InfiniBand Features
Describes InfiniBand topology baseline, error and performance metrics, and sample rate modification
InfiniBand (IB) performance, configuration, and errors are collected for any attached InfiniBand networks.
IB Topology Baseline
When the monitoring system is first initialized, the InfiniBand configuration is detected and a baseline configuration is saved on the View for ClusterStor™ server for future comparison. This initial configuration is considered to be the IB topology baseline. In subsequent discovery, comparisons will be made against the baseline to determine if the topology has changed.
- A topology change event is logged in the View for ClusterStor logs and in the metric database. The log details of the topology changes can be retrieved via the IB Page in Kibana.
- The topology change is posted to the time-series database and an annotation will be created.

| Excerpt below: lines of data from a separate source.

PR #835, opened 2022-10-30
signac 2.0 changes

vyasr:
## Description
This PR merges all the changes for signac 2.0 from the `next` branch to the `master` branch. (I created a new branch `next-rebase-vyas` rather than force-pushing over the current `next` branch just in case I made mistakes during the rebase process.)

These changes have all been previously reviewed. @glotzerlab/signac-committers If you have time, please take a quick look to make sure that the changes look reasonable and have been merged correctly.

Unless crucial mistakes have been made in the rebase process, we should try to merge this PR with no additional changes and do follow-up PRs for anything that is left.

**This PR should not be squash-merged.**

Note: This PR is a replacement for #834 that fixes a couple of minor errors. Due to the size of #834 my review process was to just redo the rebase myself and compare the result, which allowed me to verify that the results are nearly identical aside from the small errors discussed on that PR.


bdice (approved):

mikemhenry (approved):
LGTM :tada:

signac/common/validate.py
```diff
@@ -5,53 +5,16 @@
...
-        except pymongo.errors.InvalidURI:
-            raise VdtValueError(value)
-    return value
-
-
-def password(value, *args, **kwargs):  # noqa: D103
-    return value
-
-
 def get_validator():  # noqa: D103
```
b-butler, line 13: This function has no reason to exist now it seems. Might as well just call `Validator` unless that somehow depends on the state of the stack when called.

signac/syncutil.py
```diff
@@ -160,22 +111,22 @@ class _FileModifyProxy:
 
     Parameters
     ----------
-    root :
+    root : str, optional
```
b-butler, line 114: should we change this to path?

b-butler (approved):
This is obviously massive. I made a couple comments but nothing blocking. I wasn't able to look through everything.

bdice:
Huge thanks to @vyasr @mikemhenry @b-butler. I'm going to merge this and we can address the comments from #834 and this PR in follow-up work.

signac/syncutil.py
bdice: I vote no because this is not necessarily the Project's root/path. In this instance, it is the workspace: https://github.com/glotzerlab/signac/blob/a924bad99c1f0601f9f7ade16101fc2ec0f5e871/signac/sync.py#L502-L503

signac/common/validate.py
bdice: This does seem like it can be cleaned up. I'll file an issue.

- Alarms are triggered and notifications sent to the configured email address.
The saved IB baseline configuration can be updated using the procedure described in Reset InfiniBand Topology Baseline.
Error and Performance Metrics
In addition to collecting and storing the IB topology baseline, error and performance metrics are gathered. For a list of the InfiniBand metrics gathered, see InfiniBand Metrics. The error metrics are gathered every 60 seconds. The extended metrics for transmits and receives are gathered every 30 seconds.
Modify Sample Rates
- Extended performance metrics
- Error metrics
- IB topology updates
EXTENDED_METRICS_INTERVAL=30 ERROR_METRICS_INTERVAL=60 IBTOPOLOGY_INTERVAL=900Note that the collector agent polls on a 15 second interval, which places a lower limit on the sample intervals of the three classes of metrics.
Changes made to the /etc/sma-data/etc/.env file will not take place until View for ClusterStor is restarted.